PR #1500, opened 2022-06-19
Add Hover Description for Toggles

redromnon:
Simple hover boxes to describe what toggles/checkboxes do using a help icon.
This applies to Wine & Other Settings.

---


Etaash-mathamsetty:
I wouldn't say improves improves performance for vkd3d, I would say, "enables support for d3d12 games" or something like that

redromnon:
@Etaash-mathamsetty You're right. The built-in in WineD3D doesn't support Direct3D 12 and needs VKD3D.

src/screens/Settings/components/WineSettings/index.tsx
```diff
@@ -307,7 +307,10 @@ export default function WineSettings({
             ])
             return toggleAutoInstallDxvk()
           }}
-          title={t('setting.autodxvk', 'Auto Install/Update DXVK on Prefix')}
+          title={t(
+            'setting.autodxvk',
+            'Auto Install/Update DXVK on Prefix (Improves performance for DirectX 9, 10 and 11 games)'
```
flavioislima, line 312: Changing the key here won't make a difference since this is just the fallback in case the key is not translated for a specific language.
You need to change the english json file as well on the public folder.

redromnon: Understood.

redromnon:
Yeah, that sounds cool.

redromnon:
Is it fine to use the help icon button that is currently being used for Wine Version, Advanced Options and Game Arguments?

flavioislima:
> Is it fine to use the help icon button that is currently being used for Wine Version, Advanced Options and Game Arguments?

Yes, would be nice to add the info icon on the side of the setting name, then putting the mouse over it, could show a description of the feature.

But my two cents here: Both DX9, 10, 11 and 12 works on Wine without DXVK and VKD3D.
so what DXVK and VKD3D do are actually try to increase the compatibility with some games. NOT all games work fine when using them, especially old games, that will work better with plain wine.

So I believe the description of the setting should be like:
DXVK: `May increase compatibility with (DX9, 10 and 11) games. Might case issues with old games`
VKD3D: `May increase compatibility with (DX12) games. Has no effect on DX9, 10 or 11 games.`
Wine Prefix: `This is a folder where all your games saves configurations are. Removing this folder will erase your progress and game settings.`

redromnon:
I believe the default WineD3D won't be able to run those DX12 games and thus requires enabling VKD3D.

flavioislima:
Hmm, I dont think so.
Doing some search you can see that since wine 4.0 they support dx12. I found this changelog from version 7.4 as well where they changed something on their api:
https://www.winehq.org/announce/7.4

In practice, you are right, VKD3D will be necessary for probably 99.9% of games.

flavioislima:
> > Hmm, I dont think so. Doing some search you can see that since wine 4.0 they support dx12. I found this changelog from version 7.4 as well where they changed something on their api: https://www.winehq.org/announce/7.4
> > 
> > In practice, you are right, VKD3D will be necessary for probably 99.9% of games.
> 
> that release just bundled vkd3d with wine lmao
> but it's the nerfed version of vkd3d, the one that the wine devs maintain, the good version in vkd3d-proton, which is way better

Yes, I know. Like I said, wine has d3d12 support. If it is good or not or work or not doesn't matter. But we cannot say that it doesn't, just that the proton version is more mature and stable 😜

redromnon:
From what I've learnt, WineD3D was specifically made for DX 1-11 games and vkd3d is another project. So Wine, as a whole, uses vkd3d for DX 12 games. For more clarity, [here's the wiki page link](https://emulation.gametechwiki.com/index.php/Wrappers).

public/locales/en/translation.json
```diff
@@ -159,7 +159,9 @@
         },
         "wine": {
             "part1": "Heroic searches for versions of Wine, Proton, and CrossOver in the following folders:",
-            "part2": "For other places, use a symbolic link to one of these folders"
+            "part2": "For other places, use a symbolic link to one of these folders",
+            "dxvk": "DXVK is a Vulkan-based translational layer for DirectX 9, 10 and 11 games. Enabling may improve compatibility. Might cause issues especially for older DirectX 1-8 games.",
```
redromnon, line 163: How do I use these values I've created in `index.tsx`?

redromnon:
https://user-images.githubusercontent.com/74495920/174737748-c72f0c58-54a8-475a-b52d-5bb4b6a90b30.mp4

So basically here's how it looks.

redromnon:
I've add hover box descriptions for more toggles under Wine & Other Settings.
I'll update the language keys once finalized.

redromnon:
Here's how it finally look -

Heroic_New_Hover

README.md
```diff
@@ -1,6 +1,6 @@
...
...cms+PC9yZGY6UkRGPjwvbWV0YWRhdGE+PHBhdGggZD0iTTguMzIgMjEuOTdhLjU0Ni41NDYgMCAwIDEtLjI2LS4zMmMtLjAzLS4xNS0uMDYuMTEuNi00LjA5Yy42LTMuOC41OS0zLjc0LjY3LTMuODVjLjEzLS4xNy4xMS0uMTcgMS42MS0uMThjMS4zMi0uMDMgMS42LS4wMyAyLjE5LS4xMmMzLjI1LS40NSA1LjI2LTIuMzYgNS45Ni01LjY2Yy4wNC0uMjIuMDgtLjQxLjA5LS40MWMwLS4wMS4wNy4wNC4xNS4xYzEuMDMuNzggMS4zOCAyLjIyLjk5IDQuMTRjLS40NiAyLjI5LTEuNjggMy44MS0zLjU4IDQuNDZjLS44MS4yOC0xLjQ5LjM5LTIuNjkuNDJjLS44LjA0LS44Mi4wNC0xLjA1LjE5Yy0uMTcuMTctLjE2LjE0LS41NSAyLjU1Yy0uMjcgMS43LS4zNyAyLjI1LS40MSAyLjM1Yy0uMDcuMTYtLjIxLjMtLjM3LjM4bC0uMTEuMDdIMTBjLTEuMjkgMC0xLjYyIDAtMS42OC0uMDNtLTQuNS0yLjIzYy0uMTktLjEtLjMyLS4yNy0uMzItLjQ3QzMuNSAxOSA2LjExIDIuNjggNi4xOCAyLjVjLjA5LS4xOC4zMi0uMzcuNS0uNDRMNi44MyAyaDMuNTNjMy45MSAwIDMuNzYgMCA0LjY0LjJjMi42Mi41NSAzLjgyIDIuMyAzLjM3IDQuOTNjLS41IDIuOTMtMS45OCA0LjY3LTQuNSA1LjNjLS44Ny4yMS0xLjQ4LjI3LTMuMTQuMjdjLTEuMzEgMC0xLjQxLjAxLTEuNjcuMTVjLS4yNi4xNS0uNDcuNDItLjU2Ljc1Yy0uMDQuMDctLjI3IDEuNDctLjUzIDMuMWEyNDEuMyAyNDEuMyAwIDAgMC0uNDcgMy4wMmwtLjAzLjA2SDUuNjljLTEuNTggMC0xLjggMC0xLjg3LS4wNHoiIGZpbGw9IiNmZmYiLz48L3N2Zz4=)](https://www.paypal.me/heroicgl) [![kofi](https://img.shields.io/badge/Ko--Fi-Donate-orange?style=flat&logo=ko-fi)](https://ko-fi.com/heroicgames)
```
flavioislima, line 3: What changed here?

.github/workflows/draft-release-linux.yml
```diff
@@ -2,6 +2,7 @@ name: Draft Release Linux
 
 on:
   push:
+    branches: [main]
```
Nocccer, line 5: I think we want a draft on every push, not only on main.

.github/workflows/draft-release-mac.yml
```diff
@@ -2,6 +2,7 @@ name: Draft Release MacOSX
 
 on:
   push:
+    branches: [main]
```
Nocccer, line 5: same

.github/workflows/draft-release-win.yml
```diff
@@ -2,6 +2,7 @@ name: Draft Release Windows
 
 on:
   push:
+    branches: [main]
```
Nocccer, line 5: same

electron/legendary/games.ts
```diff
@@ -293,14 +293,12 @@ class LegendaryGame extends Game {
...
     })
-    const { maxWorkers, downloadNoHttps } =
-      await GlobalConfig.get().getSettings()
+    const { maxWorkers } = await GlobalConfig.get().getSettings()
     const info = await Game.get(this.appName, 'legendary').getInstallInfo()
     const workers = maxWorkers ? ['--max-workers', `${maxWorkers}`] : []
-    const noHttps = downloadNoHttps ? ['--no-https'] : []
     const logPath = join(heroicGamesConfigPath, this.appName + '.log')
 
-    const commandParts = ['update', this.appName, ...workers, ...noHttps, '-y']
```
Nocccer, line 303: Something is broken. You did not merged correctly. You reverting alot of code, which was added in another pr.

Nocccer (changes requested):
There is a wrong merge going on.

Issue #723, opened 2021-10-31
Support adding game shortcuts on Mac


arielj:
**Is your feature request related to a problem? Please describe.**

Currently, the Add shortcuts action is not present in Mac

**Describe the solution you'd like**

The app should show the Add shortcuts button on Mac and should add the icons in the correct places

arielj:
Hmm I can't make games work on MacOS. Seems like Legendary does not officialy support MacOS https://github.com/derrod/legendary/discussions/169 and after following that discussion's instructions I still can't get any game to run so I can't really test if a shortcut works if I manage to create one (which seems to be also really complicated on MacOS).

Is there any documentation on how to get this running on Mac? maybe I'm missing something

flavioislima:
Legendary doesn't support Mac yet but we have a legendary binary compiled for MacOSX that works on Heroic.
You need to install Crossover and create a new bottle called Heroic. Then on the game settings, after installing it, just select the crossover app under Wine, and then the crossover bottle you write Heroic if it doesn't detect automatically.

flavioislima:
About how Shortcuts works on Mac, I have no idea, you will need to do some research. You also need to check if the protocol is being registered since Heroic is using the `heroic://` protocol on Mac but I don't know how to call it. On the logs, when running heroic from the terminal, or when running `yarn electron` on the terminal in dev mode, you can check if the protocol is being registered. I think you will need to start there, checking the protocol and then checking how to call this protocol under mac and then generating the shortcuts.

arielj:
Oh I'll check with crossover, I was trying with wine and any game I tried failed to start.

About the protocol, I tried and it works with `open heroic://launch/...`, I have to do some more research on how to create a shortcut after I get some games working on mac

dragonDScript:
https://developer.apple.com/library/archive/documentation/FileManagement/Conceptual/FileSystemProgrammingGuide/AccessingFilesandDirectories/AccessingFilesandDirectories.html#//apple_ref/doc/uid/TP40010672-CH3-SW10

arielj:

_____

What you have to do> Which lines in the material above include the string "show"? Pull them out.

Answer to the problem>
Yes, would be nice to add the info icon on the side of the setting name, then putting the mouse over it, could show a description of the feature.
The app should show the Add shortcuts button on Mac and should add the icons in the correct places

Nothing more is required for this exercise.